#### Instructions for the task
Collect the lines of the entries where "caused" shows up.

Data for processing Start Marker

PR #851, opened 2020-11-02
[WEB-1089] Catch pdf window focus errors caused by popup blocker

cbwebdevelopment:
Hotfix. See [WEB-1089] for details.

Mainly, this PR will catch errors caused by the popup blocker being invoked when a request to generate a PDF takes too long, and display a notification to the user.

Data for processing End Marker

#### Your solution
[WEB-1089] Catch pdf window focus errors caused by popup blocker
Mainly, this PR will catch errors caused by the popup blocker being invoked when a request to generate a PDF takes too long, and display a notification to the user.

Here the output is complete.